_DATASET EXCERPTS_
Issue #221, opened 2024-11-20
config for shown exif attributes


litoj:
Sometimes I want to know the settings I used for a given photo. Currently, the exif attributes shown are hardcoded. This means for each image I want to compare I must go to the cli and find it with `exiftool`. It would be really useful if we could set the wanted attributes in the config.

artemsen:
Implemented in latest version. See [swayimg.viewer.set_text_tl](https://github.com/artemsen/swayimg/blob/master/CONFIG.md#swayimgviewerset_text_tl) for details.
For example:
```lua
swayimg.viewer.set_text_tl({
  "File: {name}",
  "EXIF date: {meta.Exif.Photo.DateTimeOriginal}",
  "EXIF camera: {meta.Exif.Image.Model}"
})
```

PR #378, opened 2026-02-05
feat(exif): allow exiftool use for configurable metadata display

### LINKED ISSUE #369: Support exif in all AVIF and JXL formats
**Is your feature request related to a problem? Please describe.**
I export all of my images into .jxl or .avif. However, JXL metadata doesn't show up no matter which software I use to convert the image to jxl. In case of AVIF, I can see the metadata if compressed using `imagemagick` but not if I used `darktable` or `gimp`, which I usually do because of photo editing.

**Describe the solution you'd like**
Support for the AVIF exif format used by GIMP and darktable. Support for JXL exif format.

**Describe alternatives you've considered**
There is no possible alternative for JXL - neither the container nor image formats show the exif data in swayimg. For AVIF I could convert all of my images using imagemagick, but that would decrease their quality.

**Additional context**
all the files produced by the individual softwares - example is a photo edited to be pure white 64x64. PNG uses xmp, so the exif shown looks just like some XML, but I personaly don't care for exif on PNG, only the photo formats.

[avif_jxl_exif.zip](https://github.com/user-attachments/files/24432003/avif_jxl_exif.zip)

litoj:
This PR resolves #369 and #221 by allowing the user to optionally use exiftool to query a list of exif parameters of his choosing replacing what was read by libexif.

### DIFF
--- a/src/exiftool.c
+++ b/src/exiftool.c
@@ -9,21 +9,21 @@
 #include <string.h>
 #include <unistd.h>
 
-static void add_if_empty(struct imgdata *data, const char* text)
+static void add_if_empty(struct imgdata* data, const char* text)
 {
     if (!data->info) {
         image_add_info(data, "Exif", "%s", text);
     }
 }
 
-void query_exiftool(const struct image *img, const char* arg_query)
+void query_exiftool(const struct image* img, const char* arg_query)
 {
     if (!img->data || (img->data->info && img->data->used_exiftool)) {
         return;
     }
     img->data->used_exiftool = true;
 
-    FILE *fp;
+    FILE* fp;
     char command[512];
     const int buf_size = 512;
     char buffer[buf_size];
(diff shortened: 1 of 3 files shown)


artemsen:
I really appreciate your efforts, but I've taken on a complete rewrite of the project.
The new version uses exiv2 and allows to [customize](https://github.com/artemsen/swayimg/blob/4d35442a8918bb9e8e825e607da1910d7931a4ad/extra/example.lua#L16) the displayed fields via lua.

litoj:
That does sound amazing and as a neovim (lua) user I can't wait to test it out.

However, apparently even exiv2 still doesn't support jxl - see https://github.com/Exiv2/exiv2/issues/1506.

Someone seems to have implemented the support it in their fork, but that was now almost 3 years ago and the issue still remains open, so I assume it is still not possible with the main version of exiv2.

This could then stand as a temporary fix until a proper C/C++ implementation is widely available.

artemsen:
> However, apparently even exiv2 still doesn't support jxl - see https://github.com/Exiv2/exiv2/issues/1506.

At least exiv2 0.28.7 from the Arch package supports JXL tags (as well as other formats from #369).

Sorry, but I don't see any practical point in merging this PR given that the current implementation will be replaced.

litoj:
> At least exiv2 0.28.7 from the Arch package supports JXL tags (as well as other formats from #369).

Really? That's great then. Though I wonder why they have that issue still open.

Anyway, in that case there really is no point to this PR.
* * *
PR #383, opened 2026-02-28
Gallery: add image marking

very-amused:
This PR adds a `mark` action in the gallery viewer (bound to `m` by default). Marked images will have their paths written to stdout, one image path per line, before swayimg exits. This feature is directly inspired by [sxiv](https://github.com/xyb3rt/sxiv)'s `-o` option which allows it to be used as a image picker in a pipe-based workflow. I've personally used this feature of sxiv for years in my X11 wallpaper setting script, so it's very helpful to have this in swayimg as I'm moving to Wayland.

_TASK TO COMPLETE_
Within the listing above, the range opens at the line with "I export all" and closes at the line with "alternatives you've considered**". Reproduce exactly the lines of that range, including both ends.

_RESULT FOR THIS EXERCISE_
I export all of my images into .jxl or .avif. However, JXL metadata doesn't show up no matter which software I use to convert the image to jxl. In case of AVIF, I can see the metadata if compressed using `imagemagick` but not if I used `darktable` or `gimp`, which I usually do because of photo editing.

**Describe the solution you'd like**
Support for the AVIF exif format used by GIMP and darktable. Support for JXL exif format.

**Describe alternatives you've considered**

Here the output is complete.